This paper is organized as follows. Some preliminary concepts of neural network are introduced in Section 2. Section 3 details the proposed EU-Net and the loss function used in this paper. Then, the datasets, implementation settings and experiment results are illustrated in Section 4. A series of comparative experiments are discussed in Section 5. Finally, a conclusion is made in Section 6.

2. Preliminaries

A standard CNN model consists of convolutional layers, nonlinear layers, pooling layers and fully connected layers. To build the encoder-decoder structure, FCNs-based models replace the fully connected layers with different kinds of upsampling layers, such as the transposed convolutional layers and the uppooling layers. In addition, many other kinds of layers such as dropout layers [43] and SoftMax layers [44], etc. are also often used in these models. In the following, we only introduce each of the basic layers used in the proposed model.
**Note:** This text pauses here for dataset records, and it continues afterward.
PR #5452, opened 2019-01-14
all: Update protobuf package 1.0.0 -> 1.2.0

calmh:
Also adds a few file global options to keep the generated code similar to what we already had.

### Purpose

Newness. I had a memory that there was some complication in this upgrade that I wanted to sort out, but it does not appear such now.

### Testing

Not much beyond the units, but the generated code doesn't appear to differ significantly apart from a bunch of new `XXX_...` methods that are apparently mandatory. We should be good.


AudriusButkevicius:
Xxx could he disabled before.

calmh:
There are some xxx fields that can be disabled (the options I added), the methods are new from upstream (golang/protobuf) and apparently not disableable.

• Standard convolutional layer: The standard convolutional layers are usually used for different purposes with different convolution kernel sizes. For example, convolution with 3*3 kernel is the most common choice for feature extraction and convolution with 1*1 kernel is always used to reintegrate features from different sources in concatenate layer or reduce feature channels. In order to use the spatial context information around the pixel, the convolution kernel is at least a 3*3 convolution kernel. Compared with larger kernel convolution, cascade 3*3 convolutions can get the same receptive field with fewer parameters and introduce more nonlinear functions at the same time. As for 1*1 kernel, the fewest parameters can be used to reduce feature channels.
• ReLU layer: The rectified linear unit (ReLU) [45] is the preferred nonlinear activation function for most neural network models. The function of ReLU is very simple, keeping the positive values while setting negative values to zero, i.e., max(0,x).
• Pooling layer: Pooling is a general option for downsampling feature maps along the spatial dimension. The max-pooling is adopted by most models and we also use it in our model.
• Dilated convolution layer: By adjusting the dilated rate, the dilated convolution can change the receptive field without changing the number of parameters. Therefore, the dilated convolution is used to expand receptive field and simultaneously acquire features of different scales.
• Transposed convolution layer: Transposed convolution is used to recover the resolution of feature maps and implement pixel-to-pixel prediction. Different with the uppooling used in U-Net or SegNet, the transposed convolution is trainable and more flexible.
• Batch normalization layer: Batch normalization (BN) is used to accelerate model training by normalizing layer inputs [46]. By doing this, the internal covariate shift can be suppressed, and much higher learning rate can be used.
• Concatenate layer: Concatenate layer is used to connect feature maps from different sources.

3. Methodology

In this paper, we designed a simple but effective FCNs-based model for remote sensing images building extraction. The complete network of our proposed model is illustrated in Figure 1. As shown in the figure, we divide the model into three parts, namely encoder, DSPP and decoder.

3.1. Encoder

Currently, model training generally uses small sample slices. As the resolution of ORS images has reached the centimeter level, a large building can cover a large part of a slice. Moreover, background information plays an important role in building extraction. In order to detect large buildings, we use input images with larger size. Though large images will increase the training time, an efficient encoder is chosen to improve the efficiency of our model. We compared the floating-point operations per second (FLOPs) and training parameters of several commonly used encoders in

Table 1. Comparison of FLOPs and training parameters for different encoder structures.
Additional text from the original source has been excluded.